Jim Harbaugh could save Michigan, bury San Francisco

Harbaugh To Michigan Not A Done Deal
Harbaugh To Michigan Not A Done Deal

It appears that Michigan is going to get its man.

Multiple reports have indicated Sunday that San Francisco 49ers coach Jim Harbaugh is coaching his last game for the 49ers and he'll be headed back to his alma mater with an announcement coming as early as Tuesday.

If everything falls into place, Harbaugh will return to Ann Arbor and replace Brady Hoke, who was fired earlier this month after going 31-20 in four seasons. Speculation regarding Harbaugh's future with the 49ers has been building throughout the season. Injuries and uneven quarterback play have affected the team on the field this season with reports of a division between management and Harbaugh constantly in the background off the field.

Harbaugh won at least 11 games in each of his first three seasons and guided San Francisco to three consecutive NFC title games and a Super Bowl appearance in the process. This season the 49ers were 7-8 and out of the playoffs entering Sunday's season finale with Arizona.

While Harbaugh does carry the reputation of someone who can be difficult to work with at times, one thing is certain: he's a winner. It started with FCS San Diego where he went 7-4, 11-1, and 11-1 before heading to Stanford. Harbaugh faced a difficult rebuilding job as coach of the Cardinals and he had to make Stanford relevant in a conference being run by USC and an emerging power in Oregon. He did it.

Stanford won four games in Harbaugh's first season and then won five and eight before going 12-1 and winning the Orange Bowl in Harbaugh's final season with the Cardinals.

Harbaugh showed that same upward trajectory with the 49ers and was a play or two away from winning a Super Bowl but now a clash of egos between he and San Francisco 49ers general manager Trent Baalke appears that it will result in Harbaugh headed to Michigan and San Francisco and Baalke at a crossroads.

If, as expected, the 49ers and Harbaugh part ways, San Francisco will be facing a crucial hire. Seattle has established itself as one of the league's powers and Arizona appears set to contend for the next few years with Bruce Arians running the show and the Cardinals winning games despite a slew of injuries and using four different quarterbacks. The Rams even appear headed in the right direction with a young core and if the 49ers aren't careful, they can go from one of the division's premiere teams to being one left behind.

Patriots offensive coordinator Josh McDaniels, Seahawks defensive coordinator Dan Quinn, and Broncos offensive coordinator Adam Gase are some of the hot names that will be on San Francisco's radar.

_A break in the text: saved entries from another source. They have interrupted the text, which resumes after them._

PR #726, opened 2025-04-24
Use monitor client area for tool tip positions

akoch-yatta:
This PR adapts the calculation to correct tooltip positions. With monitor specific scaling added for the windows implementation of SWT Display#getClientArea is currently no reliable source to calculate whether the tooltip is inside the display bounds. It is replaced with Monitor#getClientArea instead.

### How to test
Setup similar to:
- Windows
- Multiple monitors with different zoom settings, most left monitor is primary monitor
- monitor-specific UI scaling activated

Move the IDE to the right monitor and position it so e.g. the tooltip of the Palette would be outside of the monitor -> without this PR the tooltip will be either positioned completely outside of the view of way more left as expected

In my opinion it makes more sense to position the tooltips always completely on the current monitor anyway independent of the mentioned issue.

### DIFF
--- a/org.eclipse.draw2d/src/org/eclipse/draw2d/ToolTipHelper.java
+++ b/org.eclipse.draw2d/src/org/eclipse/draw2d/ToolTipHelper.java
@@ -57,18 +57,21 @@ public class ToolTipHelper extends PopUpHelper {
 	 * otherwise it will be painted directly above cursor.
 	 */
 	private Point computeWindowLocation(IFigure tip, int eventX, int eventY) {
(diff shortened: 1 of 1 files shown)


ptziegler:
I wonder if this fix is somehow related to https://github.com/eclipse-gef/gef-classic/issues/204.

> In my opinion it makes more sense to position the tooltips always completely on the current monitor anyway independent of the mentioned issue.

That I agree with and from what I read, is also how the SWT tooltip is doing it now.

I'll try to test it during the weekend but so at least at first glance, everything looks reasonable.

ptziegler (approved):

ptziegler:
@akoch-yatta Thanks!

PR #729, opened 2025-05-02
Convert GEF images from PNG to SVG

ptziegler:
This moves the SVG images from the "icons" project to the GEF bundle and makes them the default source data. In case SVG is not yet supported by SWT, the original PNG images are used instead.


org.eclipse.gef/src/org/eclipse/gef/internal/InternalGEFPlugin.java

Other candidates could include Cincinnati Bengals offensive coordinator Hue Jackson, UCLA coach Jim Mora Jr., former Texans coach Gary Kubiak, current San Francisco defensive line coach Jim Tomsula, and current 49ers defensive coordinator Vic Fangio.

Whoever the 49ers choose to replace Harbaugh, they will have big shoes to fill and have to hit the ground running the one of the league's toughest divisions.

Harbaugh is a perfect fit for Michigan, which is benefiting from its own deep pockets and the dysfunction in San Francisco. Multiple reports have Michigan offering Harbaugh $48-50 million for six years.

A quarterback for the Wolverines from 1983-1986, Harbaugh would be viewed as a savior for a program that still has name recognition but has lost its place among the nation's elite. The Wolverines are coming off a 5-7 season and have not won a Big Ten title since 2004 so Harbaugh would not have much in the way of pressure from recent success hovering over him.

What Harbaugh will be dealing with is a loaded Big Ten East Division in terms of coaching star power and quality teams.

Ohio State, Michigan's hated nemesis, is rolling under coach Urban Meyer. The Buckeyes are in the semifinals of the inaugural College Football Playoff and have won 10 of the last 11 meetings with the Wolverines. One of the first things Harbaugh will need to do at Michigan is level the playing field with Ohio State.

But the Buckeyes aren't Michigan's only problem and they won't be Harbaugh's either. Right now the Wolverines don't even rule their own state, longtime "little brother" Michigan State does.

The Spartans have a top-flight coach of their own in Mark Dantonio. Michigan State has won the last two meetings with Michigan and six of the last seven. The Spartans have also racked up double-digit win seasons in four of the last five years and won't be going away any time soon.

Throw in Penn State, which has a strong coach in James Franklin and will be getting stronger and stronger as the Jerry Sandusky saga fades over the years, and Harbaugh will definitely have his work cut out for him.

But one thing he has shown is that he can handle it. He has won and built programs at every stop along the way during his career and San Francisco's shortsightedness could turnout to be a huge long-term gain for Michigan.